The government is still trying to figure out the cause behind the surge in Covid-19 cases in states like Maharashtra and Kerala, but has ruled out any of the variants as being responsible for the spike.
“There is no scientific reason to believe they (variants) are responsible for the surge...This is a work in progress and eminent scientists are watching the situation,” said V K Paul, member (health) of NITI Aayog.
Kerala and Maharashtra account for 75 per cent of the total active cases in the country. The daily case trajectory is also seeing a surge in Punjab, Chhattisgarh, Madhya Pradesh, and Jammu & Kashmir. In Maharashtra, the daily case count on Tuesday went up from around 3,600 on February 13 to over 5,200.
The government will send out special teams to these states for “deep insights” into the cause of rising cases.
Besides the three strains from the UK, South Africa, and Brazil, the India Sars-Cov-2 Genomic consortium is monitoring two more mutations — N440K and E484K — that were detected in India for the first time last year. These two have been found in some districts of Maharashtra, Kerala, and Telangana.
“These mutations happen and we are closely watching not just the three famous ones but others as well. As analysed and understood, we do not see attributions of the mutant strains to upsurge of cases,” Paul said. The consortium has sequenced 3,500 virus samples and found 187 cases of UK strain, 6 of South Africa, and one person with Brazil variant. “The virus is still around. Even when high intensity epidemics have happened such as in Pune, a resurgence has happened...Those outside the urban conglomerates are vulnerable. Virus like gatherings, parties therefore precautions continue to be relevant,” Paul said.
On the role of the private sector in the vaccination drive, Health Secretary Rajesh Bhushan said the private sector had played a big role in health initiatives of the government, such as the Prime Minister Jan Arogya Yojana and the Central Government Health Scheme.
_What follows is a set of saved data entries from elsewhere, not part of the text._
PR #1962, opened 2019-01-14
Add the language to google analytics

bitdivision:
Send the language to google analytics. [trello](https://trello.com/c/FeKTx8Zi/2548-google-analytics-language-value)

Field for language documented here: https://developers.google.com/analytics/devguides/collection/analyticsjs/field-reference#language

### How to review 
Ensure javascript is enabled 😆 	

Set the EQ_UA_ID environment variable, and change the analytics URL in _base.html to end in `analytics_debug.js` rather than `analytics.js`.

Open LMS 2 and change language to welsh. Ensure that the console shows that google analytics is sending the language.
### Checklist

### DIFF
--- a/app/templates/layouts/_base.html
+++ b/app/templates/layouts/_base.html
@@ -57,6 +57,8 @@
 
     ga('create', '{{analytics_ua_id}}', 'auto');
     ga('set', 'anonymizeIp', true);
+    // Language is setup as a custom dimension in google analytics
+    ga('set', 'dimension1', '{{language_code}}' || 'en');
     ga('send', 'pageview');
     </script>
     {% endif %}


bitdivision:
Mebin noted that setting 'language' may override the browser language, which would also be useful information.

GA has the concept of custom dimensions, you can have up to 20 of them and they allow you to set a custom attribute per hit / session / user etc.

https://support.google.com/analytics/answer/2709828

I've checked with Alison, and we currently don't have any custom dimensions, so this will be `dimension1`. 

Each custom dimension needs to be added in the google analytics admin before it will show up.

MebinAbraham (approved):
Was able to see the initial implementation in GA but not the custom dimension which I'm assuming is due to the update delay. But able to view actions set for GA locally so 👍 

Just need to remember to create a custom dimension for the main GA account.

MebinAbraham (commented):
Tested in GA and it's showing up now. 👍

bitdivision:
Best way to view this is to go to 'customization' -> 'Custom report' and add a new report with the custom dimension as a dimension.

app/templates/layouts/_base.html
```diff
@@ -57,6 +57,8 @@
 
     ga('create', '{{analytics_ua_id}}', 'auto');
     ga('set', 'anonymizeIp', true);
+    // Language is setup as a custom dimension in google analytics
+    ga('set', 'dimension1', '{{language_code}}');
```
MebinAbraham: Just a thought...I know we have the user's language from the browser as well but it might be worth defaulting the language for pages that we don't have the `language_code`.

dwyeradam (approved):

app/templates/layouts/_base.html
bitdivision: True enough. I'll do that.

MebinAbraham (commented):
👍 As expected.

dwyeradam:
@bitdivision. Happy for you to squash and rebase.

PR #1964, opened 2019-01-17
Remove javascript session timeout modal

adammahmood:
Removes the javascript session timeout modal so users no longer have the ability to continue a session.  This change eliminates a potential cause of the unexpected log out issues in production.

### How to review 
- Ensure tests pass
- Ensure timeout modal no longer appears when running `test_timeout.json` schema

### Checklist


adammahmood:
[Remove session timeout javascript from runner](https://trello.com/c/dm6AG2Mu/808-remove-session-timeout-javascript-from-runner)

tgandrews (approved):
Changes make sense to me and the tests pass on my local with this so LGTM

dwyeradam (changes requested):
There are a couple of things that we should also do as part of this. They do complicate things some what and without Python knowledge will be difficult so ideally @samiwel or @jonnyshaw89 could help out with these changes. Otherwise I will.

So the first is the removal of any code around a defined session timeout grace period. System setting `EQ_SESSION_TIMEOUT_GRACE_PERIOD_SECONDS`. This was used to give some extra time to continue with the survey before the server timeout kicked in. We'll have to also remove this from any build scripts that use this setting but I wouldn't be surprised if the default (30 secs) isn't just used everywhere.

There is also a `session_prompt_in_seconds` defined in the schema. We don't need this now as there is no prompt. Any reference to this in code should also be removed (including eq-schema-validator). 

Currently we've just removed the Functional test. It will probably be a better idea to have one that checks for the server side session expiry. I'm assuming there is a Integration test equivalent

adammahmood:
@dwyeradam I'll give it a go. There are some existing tests around the server side session timeout.  Are these sufficient?

https://github.com/ONSdigital/eq-survey-runner/blob/a013fbe04d052916c3f383ef3087d0c3f4f36874/tests/integration/session/test_timeout.py

https://github.com/ONSdigital/eq-survey-runner/blob/6c6e6d27bbfd6ca5fd0bf81d4b2f6a4f522a1eef/tests/integration/questionnaire/test_questionnaire_session_expired.py

dwyeradam:
> @dwyeradam I'll give it a go. There are some existing tests around the server side session timeout. Are these sufficient?
> 
> [/tests/integration/session/test_timeout.py@`a013fbe`](https://github.com/ONSdigital/eq-survey-runner/blob/a013fbe04d052916c3f383ef3087d0c3f4f36874/tests/integration/session/test_timeout.py)
> 
> [/tests/integration/questionnaire/test_questionnaire_session_expired.py@`6c6e6d2`](https://github.com/ONSdigital/eq-survey-runner/blob/6c6e6d27bbfd6ca5fd0bf81d4b2f6a4f522a1eef/tests/integration/questionnaire/test_questionnaire_session_expired.py)

So I don't think we need to worry about integration tests. As you've pointed out they should and seem to already exists for server side session expiry. I've gone back and fore as to wether integration is enough in this instance. I settled on a single functional test that tries to submit after a very short session timeout would be worthwhile to confirm the user experience. Others may disagree but it would be equivalent the integration tests except confirming the correct Session Timeout page is shown.

app/globals.py
```diff
@@ -56,10 +56,6 @@ def get_session_timeout_in_seconds(schema, with_grace_period=True):
         schema_session_timeout < default_session_timeout else \
```
tgandrews: Can we remove this `schema_session_timeout` logic?

tests/integration/star_wars/test_light_side_path.py
```diff
@@ -36,7 +36,6 @@ def test_light_side_path(self):
         self.assertInUrl(star_wars_test_urls.STAR_WARS_SUMMARY)
 
         # We are on the review answers page
-        self.assertInBody('>Star Wars</')
```
tgandrews, line 39: Why are these checks for the questionnaire title being removed?

tgandrews (approved):
Tested locally and it works 🎉

samiwel (approved):
Tested locally seems to work as expected

tests/integration/session/test_timeout.py
```diff
@@ -32,12 +30,3 @@ def test_when_session_times_out_server_side_401_is_returned(self):
         time.sleep(3)
         self.get(self.last_url)
         self.assertStatusUnauthorised()
-
-    def test_schema_defined_timeout_is_used(self):
-        self._application.config['EQ_SESSION_TIMEOUT_SECONDS'] = 10
-        self.launchSurvey('test', 'timeout')
-        self.assertInHead('window.__EQ_SESSION_TIMEOUT__ = 6')
-
-    def test_schema_defined_timeout_cant_be_higher_than_server(self):
```
MebinAbraham: Quick point, unless I missed somehting obvious, these would still be valid tests.
*Ensuring schema defined timeout cannot be longer than app default is useful.*

MebinAbraham: Quick point, I think this is still worth keeping.
*Ensuring schema defined timeout cannot be longer than the app default is useful.*

adammahmood: As far as I understand, this test only ensures that `window.__EQ_SESSION_TIMEOUT__ = 2` is correctly set which has now been removed in `/app/templates/layouts/_base.html`.

MebinAbraham: I guess a way of still achieving the same result would be to set `'EQ_SESSION_TIMEOUT_SECONDS'` lower than the schema timeout. Then you can `self.assertStatusUnauthorised()` after the sleeping for app specified timeout. This should then ensure that it used the app value and not the higher schema value.

dwyeradam: So at the moment during the test setUp the system timeout is being set to two seconds. Previously the schema had a timeout of 6 seconds which is greater than the system setting of two. Therefore the test was checking that  it used the system (2) rather than schema defined (6) timeout. This should therefore stay but it might be worth either decreasing the system defined timeout to 1 second in the setUp() or increasing the schema defined timeout to at least 3.

dwyeradam (changes requested):
Two really small things but otherwise good thanks.

tests/functional/spec/timeout.spec.js
```diff
@@ -1,77 +1,12 @@
...
-      return browser
-        .setValue(TimeoutBlockPage.timeout(), 'foo')
-        .click(TimeoutBlockPage.submit())
-        .getUrl().should.eventually.contain('summary')
-        .waitForVisible(dialog,5000)
-        .click('.js-timeout-save')
-        .getUrl().should.eventually.contain('localhost');
+      return browser.pause(testTimeoutJSON.session_timeout_in_seconds * 1000).then(() => {
+        return helpers.pressSubmit(1).getSource().should.eventually.contain('Your session has expired');
+      });
```
dwyeradam: To keep it in line with the other tests it should be:
```
const helpers = require('../helpers');
const TimeoutBlockPage = require('../generated_pages/timeout/timeout-block.page.js');

describe('Timeout', function() {
  it('Given I am completing an electronic questionnaire, when I have been inactive for the timeout period and attempt to submit data, then I will be redirected to a page confirming my session has timed out', function() {
    return helpers.openQuestionnaire('test_timeout.json').then(() => {
      return browser
          .pause(3000)
          .click(TimeoutBlockPage.submit())
          .getSource().should.eventually.contain('Your session has expired');
    });
  });
});

```

tests/functional/spec/timeout.spec.js
```diff
@@ -1,12 +1,13 @@
...
 
 describe('Timeout', function() {
-  it('Given I am completing an electronic questionnaire, when I have been inactive for X minutes and attempt to submit data, then I will be redirected to a page confirming my session has timed out', function() {
+  it('Given I am completing an electronic questionnaire, when I have been inactive for the timeout period and attempt to submit data, then I will be redirected to a page confirming my session has timed out', function() {
     return helpers.openQuestionnaire('test_timeout.json').then(() => {
-      return browser.pause(testTimeoutJSON.session_timeout_in_seconds * 1000).then(() => {
-        return helpers.pressSubmit(1).getSource().should.eventually.contain('Your session has expired');
-      });
+      return browser
+          .pause(3000)
```
dwyeradam: This is right on the limit now that you've increased the schema timeout so it might be worth increasing this slightly but happy to approve and you can just do that with the squash.

dwyeradam (approved):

Of the 10,000 hospitals involved in the vaccination drive, 2,000 were private, he said.
“The Centre is aware of the multiplier effect that the private sector can have...The private sector will be used to ramp up vaccination in a big way in the coming day,” Bhushan said.
Corporate India, however, has pitched for increased participation in the drive going beyond private hospitals. The Confederation of Indian Industry had recommended that companies be allowed to vaccinate their employees and immediate family, as well as assist in rolling out the vaccine in surrounding communities as part of their corporate social responsibility.